From the window of his home close to the shipyard a ham radio operator observed the movement through binoculars which he had been patiently holding before his eyes for almost an hour. Moments later he was on the air calling CQ. He was heard at once by sensitive equipment which had been monitoring his frequency, and a waiting signal was relayed immediately to the underground complex that was the headquarters of Thomas Jefferson. The message board in the conference room came alive with letters which quickly spelled out: the isotope has been dropped.

As soon as he had read that, Admiral Haymarket slumped back in his chair. He and as many others as had been able to obtain permission to come in had been waiting for that word, almost all of them aware that for the past several hours the whole operation had narrowed down to one man. The saving factor had been the knowledge that the man in question was almost totally reliable and because of a particular talent was not likely to give himself away.

General Carlton Gifford clasped his hands on the table before him and murmured, “Thank God.” He did not care who heard him.

Lieutenant Colonel Henry Prichard looked at Ed Higbee, the journalist. “Now if they’ll only buy it,” he said.

Higbee nodded his head with the confidence of the totally competent propagandist. “They will,” he answered.

Stanley Cumberland puffed at a cigar and said nothing. As usual his face was a mask, but the admiral knew that he had to be feeling the satisfaction of the developer of something that had worked precisely right.

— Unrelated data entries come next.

PR #445, opened 2017-02-07
Added unit tests

ezimuel:
This PR adds the unit tests for `MakeCommand`. This is a first attempt, testing only constructor and `execute()` right now.

### DIFF
--- a/composer.json
+++ b/composer.json
@@ -7,7 +7,7 @@
         "symfony/process": "~2.3|~3.0"
     },
     "require-dev": {
-        "phpunit/phpunit": "~5.7"
+        "phpunit/phpunit": "^5.7 || ^6.0"
     },
     "license": "MIT",
     "authors": [
--- a/composer.json
+++ b/composer.json
@@ -6,6 +6,9 @@
         "symfony/console": "~2.3|~3.0",
         "symfony/process": "~2.3|~3.0"
     },
+    "require-dev": {
+        "phpunit/phpunit": "~5.7"
+    },
     "license": "MIT",
     "authors": [
         {
@@ -16,6 +19,11 @@
     "autoload": {
         "psr-4": {
             "Laravel\\Homestead\\": "src/"
+        }
+    },
+    "autoload-dev": {
+        "psr-4": {
+            "Tests\\": "tests/"
         }
     },
     "extra": {
--- a/tests/MakeCommandTest.php
+++ b/tests/MakeCommandTest.php
@@ -1,0 +1,41 @@
+<?php
+namespace Tests;
+
+use PHPUnit_Framework_TestCase as TestCase;
+use Laravel\Homestead\MakeCommand;
+use Symfony\Component\Console\Tester\CommandTester;
+
+class MakeCommandTest extends TestCase
+{
+    protected static $testFolder;
+
+    public static function setUpBeforeClass()
+    {
+        self::$testFolder = sys_get_temp_dir() . DIRECTORY_SEPARATOR . uniqid("homestead_", true);
+        mkdir(self::$testFolder);
+        chdir(self::$testFolder);
+    }
+
+    public static function tearDownAfterClass()
+    {
+        array_map('unlink', glob(self::$testFolder . DIRECTORY_SEPARATOR . '*'));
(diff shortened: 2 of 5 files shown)


ezimuel:
@svpernova09 this is the PR containing only the unit tests from #443.

composer.json
```diff
@@ -6,6 +6,9 @@
         "symfony/console": "~2.3|~3.0",
         "symfony/process": "~2.3|~3.0"
     },
+    "require-dev": {
+        "phpunit/phpunit": "~5.7"
```
weierophinney: Maybe `^5.7 || ^6.0`?

tests/MakeCommandTest.php
```diff
@@ -0,0 +1,41 @@
+<?php
+namespace Tests;
+
+use PHPUnit_Framework_TestCase as TestCase;
```
weierophinney: Use `PHPUnit\Framework\TestCase` here; 5.7 adds forwards-compat shims to make that work, and 6.0 only has namespaced classes.

tests/MakeCommandTest.php
```diff
@@ -0,0 +1,41 @@
...
+
+    public function testExecuteMake()
+    {
+        $makeCommand = new MakeCommand();
+
+        $tester = new CommandTester($makeCommand);
+        $tester->execute([], []);
+
+        $this->assertContains('Homestead Installed!', $tester->getDisplay());
+        $this->assertEquals(0, $tester->getStatusCode());
```
andrewhood125: It might be worth while to make a `TestCase` class, for every command we can count on having 
```

$tester = new CommandTester(...);
$tester->execute([], []);
$this->assertEquals(0, $tester->getStatusCode());
```

tests/MakeCommandTest.php
```diff
@@ -0,0 +1,41 @@
...
+        rmdir(self::$testFolder);
+    }
+
+    public function testConstructor()
+    {
+        $makeCommand = new MakeCommand();
+        $this->assertInstanceOf(MakeCommand::class, $makeCommand);
+    }
+
+    public function testExecuteMake()
```
andrewhood125: It's totally subjective but I'd prefer using annotations, especially in the case where we are mixing tests with non test functions. 

```
public function setup()

public function teardown()

/** @test */
public function make_command_is_instantiated_correctly

/** @test */
public function make_command_executes_successfully
```

andrewhood125:
Opinionated comment, but awesome work. I'm just glad we may have some coverage.

tests/MakeCommandTest.php
ezimuel: @andrewhood125 actually we have only the `make` command to test here. So the class `MakeCommandTest` is testing already a single command. I will rename the `testExecuteMake` function in `testExecute` to clarify this point.

tests/MakeCommandTest.php
ezimuel: @andrewhood125 updated with `@test` annotation. I read the [contribution guide](https://laravel.com/docs/5.3/contributions) of Laravel but I didn't find any notes about unit testing.

composer.json
ezimuel: Changed.

tests/MakeCommandTest.php
ezimuel: Changed.

tests/MakeCommandTest.php
andrewhood125: Ah yeah you're right. I forget they all got removed.

svpernova09:
@ezimuel 

This looks good, my only request is you make the changes that StyleCI is suggesting: https://styleci.io/analyses/87LPeZ

Good to go after that.

ezimuel:
@svpernova09 I was assuming [this](https://laravel.com/docs/5.3/contributions#styleci) from the contribution guide of Laravel. This is why I didn't fix. Should I do then?

svpernova09:
@ezimuel This is my first time disobeying Style CI, Let's see what happens!

svpernova09:
@ezimuel Thanks for the PR! And thanks @mwop for the feedback :D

Only Major Pappas did not take a moment to relax. He carefully laid aside three of the alternate plan sheets before him — they would no longer be required. He would have given anything to have been in Walter Wagner’s shoes at that moment, but it had had to be Wagner and he knew it; if the decision had been his to make he would have called it the same way. The mission was what counted — the mission and nothing else.

Cumberland spoke to the admiral. “Good man you’ve got there.”